# FR: il m'a dit



## sqlines

Hello,

Could someone tell me whether or not to add 'e' to the past particle if 'me' refers to a female person.

For example,

Monsieur Bailey est soulagé quand il m'a vu(e). Il s'estime heureux de récupérer ses dessins. Il m’a dit(e) que les dessins n'étaient pas à lui mais à un de ses clients. J’ai appris que les dessins  sont  de valeur. Monsieur Bailey m'a donné(e)une récompense de 1000 dollars parce qu’il était reconnaissant.

Thanks for your help.
Sqlines


----------



## Crescent

Bonjour! 
In fact, it;s rather straightforward: you add 'e' when the object is feminine, only when the verb which it refers to is followed by a _direct object pronoun (i.e. me, te, le, la, nous, vous, les)_
So, in your case:


> Monsieur Bailey est soulagé quand il m'a *vue.* Il s'estime heureux de récupérer ses dessins.

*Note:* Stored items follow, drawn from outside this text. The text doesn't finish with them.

PR #149, opened 2019-10-14
Change description label to be lowercase

slashmo:
I know this is pretty nit-picky but when using the Swift images I noticed that they all use the `Description` label instead of `description`. In my opinion this should be changed to go along with [the convention](https://docs.docker.com/engine/reference/builder/#label) and with the `maintainer` label used in the Swift images.

### DIFF
--- a/3.1/Dockerfile
+++ b/3.1/Dockerfile
@@ -1,6 +1,6 @@
 FROM ubuntu:16.04
 LABEL maintainer="Haris Amin <aminharis7@gmail.com>"
-LABEL Description="Docker Container for the Apple's Swift programming language"
+LABEL description="Docker Container for the Apple's Swift programming language"
 
 # Install related packages and set LLVM 3.8 as the compiler
 RUN apt-get -q update && \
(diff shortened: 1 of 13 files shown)


ianpartridge:
I'm very happy to make this change in future, from Swift 5.2, but I don't think we should change the labels of images that have already been published.  People could be relying on them:

```
$ docker inspect -f '{{index .Config.Labels "Description"}}' swift:5.1
Docker Container for the Swift programming language
$ docker inspect -f '{{index .Config.Labels "description"}}' swift:5.1

$
```

slashmo:
@ianpartridge Yeah, that makes sense. Sounds good! Should I open a separate issue to note this down for future images?

ianpartridge:
I think we can keep this one open? It'll be a while until we create the Swift 5.2 Docker images.

Thanks for opening this!

slashmo:
@shahmishal The nightly builds are a great addition 👍 Could we use this as an opportunity to start switching to lowercase `description` labels as described above?

shahmishal:
The Swift project moved the default branch to `main` and deleted `master` branch, so GitHub automatically closed the PR. Please re-create the pull request with `main` branch.

More detail about the branch update - https://forums.swift.org/t/updating-branch-names/40412

PR #194, opened 2020-08-10
Update the Dockerfile from using apt-get update and yum update to mee…

shahmishal:
…t guidelines by hub.docker.com

https://github.com/docker-library/official-images/pull/8509#issuecomment-670627074

> I'm not sure how we missed it previously, but yum -y update shouldn't be used in Dockerfiles -- we recommend instead asking the base image maintainers to update their images if there are packages in the base image that need to be updated (both because often the packages from the base image will fail to update, but more importantly because it severely bloats the size of the resulting images by including many of the same files twice).

>(This is discussed in https://docs.docker.com/develop/develop-images/dockerfile_best-practices/#apt-get, https://github.com/docker-library/faq#why-does-my-security-scanner-show-that-an-image-has-cves, and somewhat in https://github.com/docker-library/official-images#library-definition-files.)

### DIFF
--- a/5.2/amazonlinux/2/Dockerfile
+++ b/5.2/amazonlinux/2/Dockerfile
@@ -2,7 +2,7 @@ FROM amazonlinux:2
 LABEL maintainer="Swift Infrastructure <swift-infrastructure@swift.org>"
 LABEL description="Docker Container for the Swift programming language"
 
-RUN yum -y update && yum -y install \
+RUN yum -y install \
   binutils \
   gcc \
   git \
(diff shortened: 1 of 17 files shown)


shahmishal:
@swift-ci test

drexin (changes requested):
The `apt-get update` is required here, because it updates the package lists. The linked article talks about `apt-get upgrade`, which would upgrade the installed packages (which is what `yum update` also does). So removing `yum update` is correct, removing `apt-get update` is not.

shahmishal:
@drexin Thanks I will revert the apt-get update

shahmishal:
@swift-ci test

drexin (approved):
Thanks you!

tomerd:
should we do this in the other (nightly, 5.3, etc) docker files too?

tomerd:
cool! what is https://github.com/apple/swift-docker/tree/master/nightly-5.3 used for? seems like it only has ubuntu?

shahmishal:
@swift-ci test

shahmishal:
@swift-ci test

shahmishal:
@swift-ci test

shahmishal:
@swift-ci test

shahmishal:
@swift-ci test

shahmishal:
@swift-ci test

PR #158, opened 2020-03-09
optimization debian package manager tweaks

rajpratik71:
By default, Ubuntu or Debian based "apt" or "apt-get" system installs recommended but not suggested packages .

By passing "--no-install-recommends" option, the user lets apt-get know not to consider recommended packages as a dependency to install.

This results in smaller downloads and installation of packages .

Refer to blog at [Ubuntu Blog](https://ubuntu.com/blog/we-reduced-our-docker-images-by-60-with-no-install-recommends) .

Signed-off-by: Pratik Raj <rajpratik71@gmail.com>

PR #203, opened 2020-10-07
optimization debian package manager tweaks

rajpratik71:
By default, Ubuntu or Debian based "apt" or "apt-get" system installs recommended but not suggested packages .

By passing "--no-install-recommends" option, the user lets apt-get know not to consider recommended packages as a dependency to install.

This results in smaller downloads and installation of packages .

Refer to blog at [Ubuntu Blog](https://ubuntu.com/blog/we-reduced-our-docker-images-by-60-with-no-install-recommends) .

Also , added packages apt-utils ca-certificates

Because build is

1.  Slow because "apt-utils" not installed

2. to avoid build to exits with error without having certificate in wget , curl or even git clone

Signed-off-by: Pratik Raj <rajpratik71@gmail.com>

### DIFF
--- a/3.1/Dockerfile
+++ b/3.1/Dockerfile
@@ -4,7 +4,9 @@ LABEL Description="Docker Container for the Apple's Swift programming language"
 
 # Install related packages and set LLVM 3.8 as the compiler
 RUN apt-get -q update && \
-    apt-get -q install -y \
+    apt-get --no-install-recommends install -y \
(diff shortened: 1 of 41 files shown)


rajpratik71:
Fresh pull of #158 to main branch after rebase from upstream

albertoblue87-netizen (approved):
Hecho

Il m’a *dit* que les dessins n'étaient pas à lui mais à un de ses clients. J’ai appris que les dessins sont de valeur. Monsieur Bailey m'a *donné *une récompense de 1000 dollars parce qu’il était reconnaissant.


 
Hope it helps!


----------



## Outsider

Crescent said:


> In fact, it;s rather straightforward: you add 'e' when the object is feminine, only when the verb which it refers to is preceded by a _direct object pronoun (i.e. me, te, le, la, nous, vous, les)_


In blue are direct objects, in red indirect objects:



> Monsieur Bailey est soulagé quand il m'a vue. Il s'estime heureux de récupérer ses dessins. Il m’a dit que les dessins n'étaient pas à lui mais à un de ses clients. J’ai appris que les dessins sont de valeur. Monsieur Bailey m'a donné une récompense de 1000 dollars parce qu’il était reconnaissant.


----------



## Sylvchezplum

on a side note, you may want to keep all tenses coherent in your sentence, as in

                              Monsieur Bailey *a été* soulagé quand il m'a vue. Il s*'est estimé* heureux de récupérer ses dessins. Il m’a dit que les dessins n'étaient pas à lui mais à un de ses clients. J’ai appris que les dessins sont de valeur. Monsieur Bailey m'a donné une récompense de 1000 dollars parce qu’il était reconnaissant.

OR
                             Monsieur Bailey est soulagé quand il *me voie*. Il s'estime heureux de récupérer ses dessins. Il *me **dit* que les dessins ne sont pas à lui mais à un de ses clients. J*’apprends* que les dessins sont de valeur. Monsieur Bailey *me **donne* une récompense de 1000 dollars parce qu’il *est *reconnaissant.


----------



## sqlines

Sylvchezplum, 

Merci beacoup pour ton aide.

Au revoir.


----------



## Sylvchezplum

C'est un plaisir !


----------



## sqlines

I still have a question. Is it possible to combine passé composé with pluperfect in one sentence.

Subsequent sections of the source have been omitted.